PR #2130, opened 2020-02-10
Add `TRACE_RESOURCES` to Package.swift

ahaubenstock:
Defines the `TRACE_RESOURCES` macro for debug builds as recommended by @danielt1263.


danielt1263:
I've started using SPM recently and this will be helpful.

freak4pc:

In the case of this specific PR, we might have to remove SPM support soon as it is riddled with massive bugs and we cannot force Apple to fix these. We've sent multiple reports and are mainly hoping right now :)

PR #2134, opened 2020-02-20
Raise the minimum deployment target for macOS to 10.12

### LINKED ISSUE #2125: Xcode 11.4 beta: 'NSTextView' is incompatible with 'weak' references

When building using the just released Xcode 11.4 beta, RxCocoa fails to build on the following line: https://github.com/ReactiveX/RxSwift/blob/c3c0cac3d4c176b04404e3574d62b51776277384/RxCocoa/macOS/NSTextView%2BRx.swift#L20

**Expected outcome**:

RxCocoa compiles without errors or warnings.

**What actually happens**:

The compile fails with the following error:

```
RxSwift/RxCocoa/macOS/NSTextView+Rx.swift:20:12: 'NSTextView' is incompatible with 'weak' references
```

Version 5.0.1

**Platform/Environment**

  - [ ] iOS
  - [x] macOS
  - [ ] tvOS
  - [ ] watchOS
  - [ ] playgrounds

  - [x] easy, 100% repro
  - [ ] sometimes, 10%-100%
  - [ ] hard, 2% - 10%
  - [ ] extremely hard, %0 - 2%

**Xcode version**:

```
  Version 11.4 beta (11N111s)
```

**Installation method**:
  - [ ] CocoaPods
  - [x] Carthage
  - [ ] Git submodules

  - [x] yes (11.3.1, 11.4 beta 1)
  - [ ] no

  - [ ] just starting

tonyarnold:
This PR proposes to raise the minimum deployment version for macOS targets to macOS 10.12 "Sierra". Fixes #2125.

I also investigated using some combination of availability checks, but these approaches all required duplication of the `RxTextViewDelegateProxy` type. 

Given that there's a major release of RxSwift in development at the time of writing this PR, this seems to me to be a good time to make a change to the base requirements of the library.

I understand that folks (:wave: @freak4pc) would prefer to wait to see whether Apple chooses to leave the error diagnostic that is causing #2125 in future builds of Xcode 11.4, but in either case the PR is here if you can make use of it. 

As mentioned in #2125, I've filed FB7566796 about this with Apple, however the diagnostic is relevant and correct in its advice.


freak4pc:
Thanks for making this! Overall I’m not against, but 6.0 will take some time either way so it will not immediately solve the issues Apple randomly broke, which makes this a bit tricky. Regardless, labeling this for 6.0.

PR #2143, opened 2020-03-11
Added Bindable Sink for prompt property in UINavigationItem

iDevid:


freak4pc:
Hey @iDevid, thanks for the PR! 
We've made an active decision not to merge really simple additions to the core libraries unless they are extremely popular / have a huge core experience for a specific element.

We're doing this because:
1. Having Binders for every tiny property is hard to maintain, along all of the tests related to these.
2. These lesser-used binders are really easy one-liners, that anyone can just add to their own code-base as needed.
3. Starting with RxSwift 6, none of these will be needed thanks to the new [dynamic lookup binders](https://github.com/ReactiveX/RxSwift/pull/2110), which will basically give you automatic reactive binders for every property. 

Hope this makes sense, and again - thank you for your contribution. 

Shai.

PR #2144, opened 2020-03-11
Reactive extension WKWebView navigation delegate

gringoireDM:
This PR add a new delegate proxy for WKNavigationDelegate for WKWebView.
Losing UIWebView delegate proxy, this PR now offers a replacement.

Please note that WKWebView has multiple delegates. This PR offers a proxy just for the WKNavigationDelegate. Other delegates will be subject of future PRs

### DIFF
--- a/RxCocoa/iOS/WKWebView+Rx.swift
+++ b/RxCocoa/iOS/WKWebView+Rx.swift
@@ -25,7 +25,6 @@ extension Reactive where Base: WKWebView {
         navigationDelegate
             .methodInvoked(#selector(WKNavigationDelegate.webView(_:didCommit:)))
             .map { a in try castOrThrow(WKNavigation.self, a[1]) }
-
     }
     
     /// Reactive wrapper for `navigationDelegate` message.
@@ -51,7 +50,7 @@ extension Reactive where Base: WKWebView {
                     try castOrThrow(WKNavigation.self, a[1]),
                     try castOrThrow(Error.self, a[2])
                 )
-        }
+            }
     }
 }
 
--- a/RxCocoa/iOS/WKWebView+Rx.swift
+++ b/RxCocoa/iOS/WKWebView+Rx.swift
@@ -1,0 +1,58 @@
+//
+//  WKWebView+Rx.swift
+//  RxCocoa
+//
+//  Created by Giuseppe Lanza on 14/02/2020.
+//  Copyright © 2020 Krunoslav Zaher. All rights reserved.
+//
+
+#if os(iOS) || os(macOS) || os(tvOS)
+
+import RxSwift
+import WebKit
+
+@available(iOS 10.0, tvOS 10.0, OSXApplicationExtension 10.10, *)
+extension Reactive where Base: WKWebView {
+    
+    /// Reactive wrapper for `navigationDelegate`.
+    /// For more information take a look at `DelegateProxyType` protocol documentation.
+    public var navigationDelegate: DelegateProxy<WKWebView, WKNavigationDelegate> {
+        RxWKNavigationDelegateProxy.proxy(for: base)
+    }
+    
+    /// Reactive wrapper for `navigationDelegate` message.
+    public var didCommit: Observable<WKNavigation> {
+        navigationDelegate
+            .methodInvoked(#selector(WKNavigationDelegate.webView(_:didCommit:)))
+            .map { a in try castOrThrow(WKNavigation.self, a[1]) }
+
+    }
+    
+    /// Reactive wrapper for `navigationDelegate` message.
+    public var didStartLoad: Observable<WKNavigation> {
+        navigationDelegate
+            .methodInvoked(#selector(WKNavigationDelegate.webView(_:didStartProvisionalNavigation:)))
+            .map { a in try castOrThrow(WKNavigation.self, a[1]) }
+    }
+
+    /// Reactive wrapper for `navigationDelegate` message.
+    public var didFinishLoad: Observable<WKNavigation> {
+        navigationDelegate
+            .methodInvoked(#selector(WKNavigationDelegate.webView(_:didFinish:)))
+            .map { a in try castOrThrow(WKNavigation.self, a[1]) }
+    }
+
+    /// Reactive wrapper for `navigationDelegate` message.
+    public var didFailLoad: Observable<(WKNavigation, Error)> {
+        navigationDelegate
+            .methodInvoked(#selector(WKNavigationDelegate.webView(_:didFail:withError:)))
+            .map { a in
+                (
+                    try castOrThrow(WKNavigation.self, a[1]),
+                    try castOrThrow(Error.self, a[2])
+                )
+        }
+    }
+}
+
+#endif
--- a/RxCocoa/iOS/WKWebView+Rx.swift
+++ b/RxCocoa/iOS/WKWebView+Rx.swift
@@ -6,12 +6,12 @@
 //  Copyright © 2020 Krunoslav Zaher. All rights reserved.
 //
 
-#if os(iOS) || os(macOS) || os(tvOS)
+#if os(iOS) || os(macOS)
 
 import RxSwift
 import WebKit
 
-@available(iOS 10.0, tvOS 10.0, OSXApplicationExtension 10.10, *)
+@available(iOS 10.0, OSXApplicationExtension 10.10, *)
 extension Reactive where Base: WKWebView {
     
     /// Reactive wrapper for `navigationDelegate`.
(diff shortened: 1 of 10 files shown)


RxCocoa/iOS/WKWebView+Rx.swift
```diff
@@ -0,0 +1,58 @@
...
+    public var navigationDelegate: DelegateProxy<WKWebView, WKNavigationDelegate> {
+        RxWKNavigationDelegateProxy.proxy(for: base)
+    }
+    
+    /// Reactive wrapper for `navigationDelegate` message.
+    public var didCommit: Observable<WKNavigation> {
+        navigationDelegate
+            .methodInvoked(#selector(WKNavigationDelegate.webView(_:didCommit:)))
+            .map { a in try castOrThrow(WKNavigation.self, a[1]) }
+
```
freak4pc:
```suggestion
```

RxCocoa/iOS/WKWebView+Rx.swift
```diff
@@ -0,0 +1,58 @@
...
+    /// Reactive wrapper for `navigationDelegate` message.
+    public var didFailLoad: Observable<(WKNavigation, Error)> {
+        navigationDelegate
+            .methodInvoked(#selector(WKNavigationDelegate.webView(_:didFail:withError:)))
+            .map { a in
+                (
+                    try castOrThrow(WKNavigation.self, a[1]),
+                    try castOrThrow(Error.self, a[2])
+                )
+        }
```
freak4pc: Keep curly braces aligned to opening please

```suggestion
            }
```

Tests/RxCocoaTests/DelegateProxyTest+WebKit.swift
```diff
@@ -0,0 +1,49 @@
+//
+//  DelegateProxyTest+WebKit.swift
+//  Tests
+//
+//  Created by Giuseppe Lanza on 14/02/2020.
+//  Copyright © 2020 Krunoslav Zaher. All rights reserved.
+//
+
+#if os(iOS) || os(macOS)
```
freak4pc: I think you don't need this entire file, the delegate proxy is already tested on UIKit level. (For example there isn't a specific `DelegateProxyTest+UITableView`). 

As long as you have a `WKWebViewTests`, that should suffice:]

Tests/RxCocoaTests/DelegateProxyTest.swift
```diff
@@ -446,6 +447,9 @@ extension DelegateProxyTest {
         autoreleasepool {
             control = nil
         }
+        
+        wait(for: [expectation], timeout: 1)
```
freak4pc: why is this needed? seems like the tests pass without it as well

Tests/RxCocoaTests/DelegateProxyTest.swift
```diff
@@ -770,3 +774,13 @@ extension MockTestDelegateProtocol
...
+
+#if os(iOS) || os(macOS)
+import WebKit
+
+@available(iOS 10.0, OSXApplicationExtension 10.10, *)
+extension MockTestDelegateProtocol
+    : WKNavigationDelegate
+{
+}
+#endif
```
freak4pc: Same, probably not needed

Tests/RxCocoaTests/WKWebView+RxTests.swift
```diff
@@ -0,0 +1,110 @@
...
+import XCTest
+
+// Any WKNavigation object manually created on dealloc crashes the program.
+// This class overrides the deinit method of the WKNavition to avoid crashes.
+@available(iOS 10.0, OSXApplicationExtension 10.10, *)
+private class SafeWKNavigation: WKNavigation {
+    static func toggleSafeDealloc() {
+        guard let current_original = class_getInstanceMethod(SafeWKNavigation.self, NSSelectorFromString("dealloc")),
+            let current_swizzled = class_getInstanceMethod(SafeWKNavigation.self, #selector(nonCrashingDealloc)) else { return }
+        method_exchangeImplementations(current_original, current_swizzled)
```
freak4pc:
```suggestion
        guard let current_original = class_getInstanceMethod(SafeWKNavigation.self, NSSelectorFromString("dealloc")),
              let current_swizzled = class_getInstanceMethod(SafeWKNavigation.self, #selector(nonCrashingDealloc)) else { return }
        method_exchangeImplementations(current_original, current_swizzled)
```

freak4pc: Could you also move the helpers below the test class itself under a mark? e.g.

```swift
final class WKWebViewTests { ... }

// MARK: - Test Helpers

private class SafeWKNavigation: WKNavigation  { }
```

Tests/RxCocoaTests/WKWebView+RxTests.swift
```diff
@@ -0,0 +1,110 @@
...
+    }
+    
+    @objc func nonCrashingDealloc() { }
+}
+
+extension String: Error {}
```
freak4pc: I prefer not using this trick. Can you wrap the error in something private for this test using an actual concrete type? even an enum case with a String associated value would be fine, or something similar. This would make all Strings in all tests conform to Error.

freak4pc:
P.S. @gringoireDM this also needs a CHANGELOG entry, please :)

Tests/RxCocoaTests/DelegateProxyTest+WebKit.swift
gringoireDM: WKWebView behaves differently in dealloc. Dealloc doesn't happen immediately as expected so I preferred to test as it was tested for UIWebView before.

Tests/RxCocoaTests/DelegateProxyTest.swift
gringoireDM: WKWebView is not deallocated immediately. Internally there is something else that retains the WKWebView for a little longer than expected:

https://stackoverflow.com/questions/39349911/memory-leak-in-wkwebview-instantiation

Tests/RxCocoaTests/DelegateProxyTest.swift
gringoireDM: same as https://github.com/ReactiveX/RxSwift/pull/2144#discussion_r391470310

gringoireDM:
@freak4pc is there a swiftFormat step I skipped? If not, should we add one?

Tests/RxCocoaTests/DelegateProxyTest+WebKit.swift
freak4pc: Right, but you are testing a lot of non-dealloc behavior (e.g. copying the "doThisTest" stuff etc). Maybe worth just testing the specific deallocation? Or is there any reason to test the surrounding?

freak4pc:
@gringoireDM We don't have SwiftFormat ATM. Anything specific you're referring to adding this for? Happy to accept a PR if it's anything helpful. 

Thanks !

Tests/RxCocoaTests/DelegateProxyTest.swift
freak4pc: Still somewhat confused - if you have tests in a separate file, maybe this conformance should be there, and not in the general Delegate Proxy Test file.

Tests/RxCocoaTests/DelegateProxyTest+WebKit.swift
gringoireDM: Code coverage mainly. It's a new file, with a new Delegate proxy. Without this test `RxWKNavigationDelegateProxy` won't be covered and while we can agree that it follows the same pattern as others we can't be sure about future refactoring and human errors.

gringoireDM:
@freak4pc a lot of changes for requests comes for spacings and listing stuff we can uniform using swiftFormat rules so we won't need to comment and fix those anymore in PRs. 

Anyway, it's something for a separate discussion not related to this PR specifically at the moment.

freak4pc:
Happy to. Don’t have a lot of experience with customizing it and Xcode’s default spacing is quite lacking.

gringoireDM:
I'll prepare one asap

Tests/RxCocoaTests/DelegateProxyTest+WebKit.swift
freak4pc: Alright. I don't mind much about coverage in this case (not everything has to be covered), but I don't mind the extra test.

Tests/RxCocoaTests/DelegateProxyTest.swift
freak4pc: So can we move this to **DelegateProxyTest+WebKit.swift** ?

gringoireDM: sure makes sense.

I felt safer developing the delegate proxy for the first time having a test confirming I did it right, you know what I mean?

freak4pc: Yup, that's fair. :)

PR #2149, opened 2020-03-17
Fix constraints warnings

Abedalkareem:
I'm facing a problem when I'm binding the view with the data in the view did load or when I'm removing a custom view from the window. The view is trying to update the constraint but there is as I understand some internal UIKit constraints which will be zero when the view is not attached to a window.

`_UITemporaryLayoutWidth`
`_UITemporaryLayoutHeight`
```
 "<NSLayoutConstraint:0x283e26b70 '_UITemporaryLayoutWidth' App.StringsActionSheet:0x1171c0a60.width == 0   (active)>"
```


freak4pc:
I'm wondering if this is related to #2081

Abedalkareem:
> I'm wondering if this is related to #2081

Yes, I'm also getting the same warning in case of a table view.

freak4pc:
It seems we fixed it in 9f377a65 already, but it's missing the Disposal part, i'll fix it manually.

freak4pc:
Added missing portion in d1622907041f560ac58a7ac8b4751c0b34f3fd1f

ameue:
it works

PR #2150, opened 2020-03-18
SharingScheduler.mock(scheduler:action:) can be throwing

sidepelican:
On Xcode 11.0, it's itroduced a throwing XCTFunction like `XCTUnwrap` ( https://developer.apple.com/documentation/xctest/3380195-xctunwrap ).  On Xcode 11.4 Beta, `XCTSkipIf` ( https://developer.apple.com/documentation/xctest/3521325-xctskipif ) is implemented.
These functions throw some `XCTCustomErrorHandling` or `XCTSkip`, and it needs to be handled by XCTestCase.

`SharingScheduler.mock(scheduler:action:)` is not marked `throws`, so it can't throw such error in `action` clusure. 

ex:

```swift
func callFoo() -> Bool? { ... }

func testFoo() throws {
	try SharingScheduler.mock(makeScheduler: { MyScheduler() }) {
		let fooResult = try XCTUnwrap(callFoo()) // compile error
		XCTAssertTrue(fooResult)
	}
}
```

This PR make it possible.

### DIFF
--- a/CHANGELOG.md
+++ b/CHANGELOG.md
@@ -9,6 +9,7 @@ All notable changes to this project will be documented in this file.
 * Add `distinctUntilChanged(at:)` for Key Paths.
 * Fix `DelegateProxy` call to `layoutIfNeeded` for an object without a window. #2076
 * Add `ControlEvent` wrappers to `UIApplication` Notifications. #2116
+* `SharingScheduler.mock(scheduler:action:)` can use throwing function for `action`. #2150
 
 ## [5.1.1](https://github.com/ReactiveX/RxSwift/releases/tag/5.1.1)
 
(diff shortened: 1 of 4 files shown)


freak4pc:
I kinda like this idea, but I'm wondering if it would add any breakage. Is your project large enough to test this @sidepelican ?

sidepelican:
We have a large project using RxSwift but the test cases using `SharingScheduler.mock` are not so many. Maybe about 10 cases.

freak4pc:
Yeah I understand. It would be super useful if we can confirm this doesn't cause any issues for existing codebases. 
Overall this seems solid, I'll put this on Slack to see if anyone can test this on their codebase.

freak4pc:
I ran a few tests and this seems safe enough to me. Can you rebase please? @sidepelican

sidepelican:
@freak4pc Thank you for the testing. I rebased.

freak4pc:
Thanks!

PR #2159, opened 2020-03-30
FEAT: Add Rx Error handing method to use Optional

O-O-wl:
when occured error, return `Observable` converting  .error  to .next(nil)  and `.completed`


freak4pc:
Hey @O-O-wl, thanks for your contribution but this is a very specific use-case to your code base probably, and not something generic enough or a "community standard" that we'd want to include in the repo. I really appreciate your time, though. Thanks!

PR #2162, opened 2020-04-01
Update DispatchQueue+Extensions.swift to use the Equality check on DispatchQueue's

jlaws:


freak4pc:
@jlaws Hey there, thanks for the contribution :) 
It doesn't seem like you can actually do that. CI is failing: 

image

PR #2163, opened 2020-04-02
Catalyst support requires iOS SDK

rjchatfield:
image


rjchatfield:
Unfortunately, this didn't solve the problem either. After compiling I get this: 

image

```
ld: in core/librealm-macosx-dbg.a(bptree.cpp.o), building for Mac Catalyst, but linking in object file built for macOS, for architecture x86_64
```

PR #2169, opened 2020-04-11
fix manual installation instructions

fizzy871:
RxCocoa has RxRelay dependency. So when manually adding Rx using submodules, RxRelay should be added too, otherwise App Store Connect will not accept build with 'ITMS-90562: Invalid Bundle - One or more dynamic libraries that are referenced by your app are not present in the dylib search path.' error.


fizzy871:
new pull request with correct user in commit created

PR #2184, opened 2020-05-16
Remove link to dead video

gagansingh:
This YouTube video is now set to private. This change removes the link to the private video.


freak4pc:
A bummer they remove it, it was great! Thanks :)

PR #2187, opened 2020-05-27
add propertyWrapper to BehaviorRelay

vovabndr:
**Description**
Add  propertyWrapper to BehaviorRelay

For now, it’s possible to create `BehaviorRelay` with:

`
  @BehaviorRelay var name = ""
`

Access:
  Without propertyWrapper:
     `name` ->  `BehaviorRelay<String>`
     `name.value` ->  `String`
    With propertyWrapper:
     `name` ->  `String`
     `$name` ->  `BehaviorRelay<String>`

Setting new value:
    Without propertyWrapper:
    ` name.accept("NEW")`
  With propertyWrapper:
     ` name = "NEW"` or ` $name.accept("NEW")`


freak4pc:
Hey @vovabndr, I [published this idea on Twitter a long time ago](https://twitter.com/freak4pc/status/1215375493819764743) but this isn't something we'll want to have as part of RxSwift itself probably since it in general encourages sub-optimal usage of Rx as a concept. It is also part of the reason we removed Variable which worked in the same way. 

Thanks for the idea, though!

PR #12776, opened 2023-02-14
Update `distinct/unique_count` to `experimental::row` hasher/comparator

divyegala:
This PR is a part of #11844 

## Checklist

## Compilation Times
`distinct_count.cu`
This PR: 3m8.392s
main: 1m37.576s

`unique_count.cu`
This PR: 13m8.858s
main: 8m21.900s


cpp/src/stream_compaction/unique_count.cu
```diff
@@ -70,14 +71,26 @@ cudf::size_type unique_count(table_view const& keys,
...
+      thrust::counting_iterator<cudf::size_type>(keys.num_rows()),
+      [comp] __device__(cudf::size_type i) { return (i == 0 or not comp(i, i - 1)); });
+  } else {
+    auto const comp =
+      row_comp.equal_to<false>(nullate::DYNAMIC{has_nested_nulls(keys)}, nulls_equal);
+    return thrust::count_if(
+      rmm::exec_policy(stream),
+      thrust::counting_iterator<cudf::size_type>(0),
+      thrust::counting_iterator<cudf::size_type>(keys.num_rows()),
+      [comp] __device__(cudf::size_type i) { return (i == 0 or not comp(i, i - 1)); });
```
vyasr, line 92: Is it not worth doing the same `comparator_helper` trick here since the comparator is generated with a single simple line?

vyasr (changes requested):
Couple of minor questions.

cpp/src/stream_compaction/unique_count.cu
divyegala: Would have to create a functor for the device lambda then, since you can't have device lambdas inside host lambdas

cpp/src/stream_compaction/distinct_count.cu
```diff
@@ -125,33 +126,50 @@ cudf::size_type distinct_count(table_view const& keys,
...
-    return key_map.get_size() + static_cast<std::size_t>((null_count > 0) ? 1 : 0);
+  auto const comparator_helper = [&](auto const row_equal) {
+    // when nulls are equal, insert non-null rows only to improve efficiency
+    if (nulls_equal == null_equality::EQUAL and has_nulls) {
+      thrust::counting_iterator<size_type> stencil(0);
+      auto const [row_bitmask, null_count] = cudf::detail::bitmask_or(keys, stream);
+      row_validity pred{static_cast<bitmask_type const*>(row_bitmask.data())};
+
+      key_map.insert_if(iter, iter + num_rows, stencil, pred, hash_key, row_equal, stream.value());
+      return key_map.get_size() + static_cast<std::size_t>((null_count > 0) ? 1 : 0);
```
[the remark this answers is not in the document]
divyegala: `has_nulls` is acquired from `cudf::has_nested_nulls`. `null_count` is acquired from `bitmask_or` for top-level NULLs. I imagine "`has_nulls == true` but `null_count == 0`" scenario could arise for nested-types

cpp/src/stream_compaction/distinct_count.cu
```diff
@@ -125,33 +126,50 @@ cudf::size_type distinct_count(table_view const& keys,
...
 
-  // when nulls are equal, insert non-null rows only to improve efficiency
-  if (nulls_equal == null_equality::EQUAL and has_null) {
-    thrust::counting_iterator<size_type> stencil(0);
-    auto const [row_bitmask, null_count] = cudf::detail::bitmask_or(keys, stream);
-    row_validity pred{static_cast<bitmask_type const*>(row_bitmask.data())};
-
-    key_map.insert_if(iter, iter + num_rows, stencil, pred, hash_key, row_equal, stream.value());
-    return key_map.get_size() + static_cast<std::size_t>((null_count > 0) ? 1 : 0);
+  auto const comparator_helper = [&](auto const row_equal) {
```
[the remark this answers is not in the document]
divyegala: We can maybe capture the pattern to make the design look better such that each algorithm doesn't have to use these if-else blocks for nested types.. but separate code paths are inevitable since the comparator is two different types?

cpp/src/stream_compaction/distinct_count.cu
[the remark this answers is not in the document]
ttnghia: You can also use directly `static_cast<std::size_t>(null_count > 0)`. The boolean `null_count > 0` will be converted into `0/1`.

cpp/src/stream_compaction/unique_count.cu
ttnghia: Yeah this sucks. We can't call device lambda inside host lambda :angry:.

ttnghia (approved):

karthikeyann (commented):
How are benchmarks impacted by this PR?

cpp/src/stream_compaction/distinct_count.cu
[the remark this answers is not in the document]
vyasr: Yeah I think you're right, no way around that basic requirement.

cpp/src/stream_compaction/unique_count.cu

• • • • • • •

_What the exercise asks_.
Lines with the word "idea": copy each one from the data above.

_Solution to this exercise_.
I kinda like this idea, but I'm wondering if it would add any breakage. Is your project large enough to test this @sidepelican ?
Hey @vovabndr, I [published this idea on Twitter a long time ago](https://twitter.com/freak4pc/status/1215375493819764743) but this isn't something we'll want to have as part of RxSwift itself probably since it in general encourages sub-optimal usage of Rx as a concept. It is also part of the reason we removed Variable which worked in the same way. 
Thanks for the idea, though!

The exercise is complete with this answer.